# Black Substrate with Black Background too much?



## freude88 (Jan 23, 2014)

I am setting up a 55 tank for Mbuna's and have done a plasti dip black background and have some nice grayish lace rock. I was thinking it would look really nice to have some black substrate. I thought this would really show off their colors. Do you think this would look drab? Has anyone else done something similar?

Thanks!


----------



## GTZ (Apr 21, 2010)

Sounds like my 75g, the stocking has changed a bit since this image but the tank remains the same.
One thing to keep in mind is that some darker fish benefit from a light colored substrate which reflects the overhead lights.


----------



## freude88 (Jan 23, 2014)

It's beautiful!
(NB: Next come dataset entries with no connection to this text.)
PR #456, opened 2023-01-10
fix: bad document id given at load of application

### LINKED ISSUE #455: [BUG]: bad document id given at load of application
**Describe the bug**
If an asset doesn't return correctly, a bad document id is passed into `getRelatedDocuments` rather than the expected emptyh string.  This then echos through the document service and can cause the application to lock when searching documents.

**To Reproduce**
1. Load application URL.
2. Notice in the log for the HMI-Server there is an http-500 error.
3. Search for a term, for example, "covid"
4. Notice how the application hangs with "Loading..."

**Expected behavior**
Results should be returned

**Screenshots**
N/A

**Additional context**
There are a few related issues here like "why can this asset not be found" and "why have we hardcoded to look at the second document in the list and not the first" but those can be addressed later.  For now we're just adding safety code.

dvince2:
# Description

* Adding safety code here to handle `undefined` being passed in as a String value.
* There are a few related issues here like "why can this asset not be found" and "why have we hardcoded to look at the second document in the list and not the first" but those can be addressed later..... this safety code would be needed either way and solves the build issues at hand.

Resolves #455

### DIFF
--- a/packages/client/hmi-client/src/services/project.ts
+++ b/packages/client/hmi-client/src/services/project.ts
@@ -102,12 +102,11 @@ async function deleteAsset(projectId: string, assetsType: string, assetId) {
 async function getRelatedArticles(aProject: Project): Promise<XDDArticle[]> {
 	const resp = await getAssets(aProject.id);
 	try {
+		// Dec 6th 2022:
 		// TODO: Speak with XDD Team about broken doc: 5f6d0e20a58f1dfd52184931
 		// Grab the 2nd of publication for related results because grabbing the first provides a broken doc id: 5f6d0e20a58f1dfd52184931
-		const listOfRelatedArticles = await getRelatedDocuments(
-			String(resp?.[ProjectAssetTypes.PUBLICATIONS][1].xdd_uri),
-			'xdd-covid-19'
-		);
+		const docId = resp ? resp?.[ProjectAssetTypes.PUBLICATIONS][1].xdd_uri : '';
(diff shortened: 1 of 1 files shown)


Tom-Szendrey (dismissed):
LGTM

packages/client/hmi-client/src/services/project.ts
```diff
@@ -102,12 +102,11 @@ async function deleteAsset(projectId: string, assetsType: string, assetId) {
...
 	const resp = await getAssets(aProject.id);
 	try {
+		// Dec 6th 2022:
 		// TODO: Speak with XDD Team about broken doc: 5f6d0e20a58f1dfd52184931
 		// Grab the 2nd of publication for related results because grabbing the first provides a broken doc id: 5f6d0e20a58f1dfd52184931
-		const listOfRelatedArticles = await getRelatedDocuments(
-			String(resp?.[ProjectAssetTypes.PUBLICATIONS][1].xdd_uri),
-			'xdd-covid-19'
-		);
+		const docId = resp ? resp?.[ProjectAssetTypes.PUBLICATIONS][1].xdd_uri : '';
```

I love it! I think my mbuna colors will go well in there.


----------



## Borsig (Nov 21, 2012)

No. Black over black is awesome. Too much awesome for some people to handle, lol.


----------



## freude88 (Jan 23, 2014)

Can you see the poop on the substrate?


----------



## Hapguy63 (Feb 8, 2014)

pure black sand looks too unnatural for my taste. I will say I like the rock layout of your tank though


----------



## GTZ (Apr 21, 2010)

freude88 said:


> Can you see the poop on the substrate?


I'm using a DIY spray bar with an FX5, there's never any detritus on the sand.


----------